> **HOW TO COMPLETE THIS TASK**
Print the complete listing so that it matches the original exactly.

== DATA FOR THIS EXERCISE

PR #1730, opened 2023-10-12
roman/fsspec compression support

rbiseck3:
### Description 
Opened to replace original PR: [1443](https://github.com/Unstructured-IO/unstructured/pull/1443)

### DIFF
--- a/CHANGELOG.md
+++ b/CHANGELOG.md
@@ -1,3 +1,13 @@
+## 0.10.24-dev0
+
+### Enhancements
+
+* **Ingest compression utilities and fsspec connector support** Generic utility code added to handle files that get pulled from a source connector that are either tar or zip compressed and uncompress them locally. This is then processed using a local source connector. Currently this functionality has been incorporated into the fsspec connector and all those inheriting from it (currently: Azure Blob Storage, Google Cloud Storage, S3, Box, and Dropbox).
+
+### Features
+
+### Fixes
+
 ## 0.10.23
 
 ### Enhancements
--- a/unstructured/ingest/interfaces.py
+++ b/unstructured/ingest/interfaces.py
@@ -76,10 +76,14 @@ class ProcessorConfig(BaseConfig):
 
 
 @dataclass
-class FsspecConfig(BaseConfig):
+class FileStorageConfig(BaseConfig):
     remote_url: str
     uncompress: bool = False
     recursive: bool = False
+
+
+@dataclass
+class FsspecConfig(FileStorageConfig):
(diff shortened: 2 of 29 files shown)


unstructured/ingest/interfaces.py
```diff
@@ -61,6 +73,53 @@ class ProcessorConfig(BaseConfig):
     num_processes: int = 2
 
 
+@dataclass
+class FsspecConfig(BaseConfig):
```
ryannikolaidis, line 77: what's the thinking around moving this to interfaces?

ryannikolaidis: got it, I guess the icky-ness is that this is for a specific implementation: fsspec. though...really does this have to be fsspec? seems like these options are all reasonable for any file storage type connector? e.g. onedrive and google drive which are both file storage sources but not fsspec

ryannikolaidis: ...not that we need to support these in this PR, but that the name of this config could be more abstract if it could be used to satisfy those as well in a later PR

rbiseck3: Small modification made to make it more generic. Some of the code is still specific to fsspec such as all the protocol parsing but I moved out what could be generic into a FileStorageConfig.

CHANGELOG.md
```diff
@@ -1,9 +1,10 @@
-## 0.10.22-dev5
+## 0.10.22-dev6
 
 ### Enhancements
 
 * **Expose skip_infer_table_types in ingest CLI.** For each connector a new `--skip-infer-table-types` parameter was added to map to the `skip_infer_table_types` partition argument. This gives more granular control to unstructured-ingest users, allowing them to specify the file types for which we should attempt table extraction.
 * **Add flag to ingest CLI to raise error if any single doc fails in pipeline** Currently if a single doc fails in the pipeline, the whole thing halts due to the error. This flag defaults to log an error but continue with the docs it can.
+* **Ingest compression support** Generic utility code added to handle files that get pulled from a source connector that are either tar or zip compressed and uncompress them locally. This is then processed using a local source connector. Currently this functionality has been incorporated into the Fsspec connector and all those inheriting from it.
```
ryannikolaidis, line 7:
```suggestion
* **Ingest compression utilities and fsspec connector support** Generic utility code added to handle files that get pulled from a source connector that are either tar or zip compressed and uncompress them locally. This is then processed using a local source connector. Currently this functionality has been incorporated into the fsspec connector and all those inheriting from it.
```

ryannikolaidis (approved):
nit on the changelog otherwise this looks great!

====

> **RESPONSE AREA**
PR #1730, opened 2023-10-12
roman/fsspec compression support

rbiseck3:
### Description 
Opened to replace original PR: [1443](https://github.com/Unstructured-IO/unstructured/pull/1443)

### DIFF
--- a/CHANGELOG.md
+++ b/CHANGELOG.md
@@ -1,3 +1,13 @@
+## 0.10.24-dev0
+
+### Enhancements
+
+* **Ingest compression utilities and fsspec connector support** Generic utility code added to handle files that get pulled from a source connector that are either tar or zip compressed and uncompress them locally. This is then processed using a local source connector. Currently this functionality has been incorporated into the fsspec connector and all those inheriting from it (currently: Azure Blob Storage, Google Cloud Storage, S3, Box, and Dropbox).
+
+### Features
+
+### Fixes
+
 ## 0.10.23
 
 ### Enhancements
--- a/unstructured/ingest/interfaces.py
+++ b/unstructured/ingest/interfaces.py
@@ -76,10 +76,14 @@ class ProcessorConfig(BaseConfig):
 
 
 @dataclass
-class FsspecConfig(BaseConfig):
+class FileStorageConfig(BaseConfig):
     remote_url: str
     uncompress: bool = False
     recursive: bool = False
+
+
+@dataclass
+class FsspecConfig(FileStorageConfig):
(diff shortened: 2 of 29 files shown)


unstructured/ingest/interfaces.py
```diff
@@ -61,6 +73,53 @@ class ProcessorConfig(BaseConfig):
     num_processes: int = 2
 
 
+@dataclass
+class FsspecConfig(BaseConfig):
```
ryannikolaidis, line 77: what's the thinking around moving this to interfaces?

ryannikolaidis: got it, I guess the icky-ness is that this is for a specific implementation: fsspec. though...really does this have to be fsspec? seems like these options are all reasonable for any file storage type connector? e.g. onedrive and google drive which are both file storage sources but not fsspec

ryannikolaidis: ...not that we need to support these in this PR, but that the name of this config could be more abstract if it could be used to satisfy those as well in a later PR

rbiseck3: Small modification made to make it more generic. Some of the code is still specific to fsspec such as all the protocol parsing but I moved out what could be generic into a FileStorageConfig.

CHANGELOG.md
```diff
@@ -1,9 +1,10 @@
-## 0.10.22-dev5
+## 0.10.22-dev6
 
 ### Enhancements
 
 * **Expose skip_infer_table_types in ingest CLI.** For each connector a new `--skip-infer-table-types` parameter was added to map to the `skip_infer_table_types` partition argument. This gives more granular control to unstructured-ingest users, allowing them to specify the file types for which we should attempt table extraction.
 * **Add flag to ingest CLI to raise error if any single doc fails in pipeline** Currently if a single doc fails in the pipeline, the whole thing halts due to the error. This flag defaults to log an error but continue with the docs it can.
+* **Ingest compression support** Generic utility code added to handle files that get pulled from a source connector that are either tar or zip compressed and uncompress them locally. This is then processed using a local source connector. Currently this functionality has been incorporated into the Fsspec connector and all those inheriting from it.
```
ryannikolaidis, line 7:
```suggestion
* **Ingest compression utilities and fsspec connector support** Generic utility code added to handle files that get pulled from a source connector that are either tar or zip compressed and uncompress them locally. This is then processed using a local source connector. Currently this functionality has been incorporated into the fsspec connector and all those inheriting from it.
```

ryannikolaidis (approved):
nit on the changelog otherwise this looks great!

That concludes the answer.